Let’s go back to our beloved ArticleInteractor

// ArticleInteractor.swift

typealias ArticleInteractorServiceLocatorInterface = protocol<ArticleRepositoryLocator, ReachabilityLocator>

class ArticleInteractorServiceLocator: ArticleInteractorServiceLocatorInterface {
  // We can just override the default implementation in this specific service locator!
  func reachability() -> ReachabilityInterface {
    return OfflineSimulator()
  }
}

class ArticleInteractor {
  let repository: ArticleRepositoryInterface
  let reachability: ReachabilityInterface

  init(serviceLocator: ArticleInteractorServiceLocatorInterface = ArticleInteractorServiceLocator()) {
    self.repository = serviceLocator.articleRepository() 
    self.reachability = serviceLocator.reachability() // No change in the client!
  }
}

Testing

When it comes to testing our code, we want to inject fakes in our subjects under test, so that we don’t mistakenly end up testing the dependencies together with them.

Let’s see how we can do that:

// ArticleInteractorTests.swift

// As in the app case, we define our own implementation of the ArticleInteractorServiceLocatorInterface
class ArticleInteractorServiceLocatorTestImpl: ArticleInteractorServiceLocatorInterface {
  lazy var fakeReachability = FakeReachability()
  lazy var fakeArticleRepository = FakeArticleRepository()

  func articleRepository() -> ArticleRepositoryInterface {
    return fakeArticleRepository
  }

  func reachability() -> ReachabilityInterface {
    return fakeReachability
  }
}

// We use Quick & Nimble, but it doesn't matter except for the syntax
class ArticleInteractorTests: QuickSpec {
  override func spec() {
    describe("An article interactor") {
      var sut: ArticleInteractor!
      var serviceLocator: ArticleInteractorServiceLocatorTestImpl!

      beforeEach {
        serviceLocator = ArticleInteractorServiceLocatorTestImpl()

        // We now use our own service locator
        sut = ArticleInteractor(serviceLocator: serviceLocator)
      }

      context("when offline") {
        beforeEach {
            // We can operate on our fakes
            serviceLocator.fakeReachability.isOffline = true
        }

        it("should do something") {
          //test something
          //...
        }
      }
    }
  }
}

Conclusions

As we’ve seen, there are many benefits to this approach and as far as we’ve seen until today, the only downside could be the verbosity of the approach. IMHO the benefits are worth the verbosity, especially the fact that one always codes against protocols and that all the dependencies an object needs are defined in a single place (in a single line!).

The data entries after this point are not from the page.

PR #81, opened 2018-06-25
Fail gracefully if matched url is not found

saivickna:
Why?

Sometimes the associated URI with a pubsub message may not resolve to an endpoint in the service. We should simply return none for the route value in case this occurs.

### DIFF
--- a/microcosm_pubsub/producer.py
+++ b/microcosm_pubsub/producer.py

We don’t see yet the benefits of a full-fledged container approach, like the ones used in Typhoon (Objective-C) or Dip (Swift).

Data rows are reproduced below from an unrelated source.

PR #85, opened 2018-07-06
@publish decorator

pelegdvir:
Simple method decorator that produces (sns) messages. Supports some customization.
Should be used in crud functions. Can also be used in handlers.

Basic examples:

If you have questions about this approach or would like to say something against it in favour of proper DI or Container-Based infrastructures, please leave a comment or mention me on Twitter!

I hope this article will be useful for you who are still unsure about if and how to introduce a DI-approach into your codebase!

For your reading convenience, I published all the code included in this article on Github as a gist.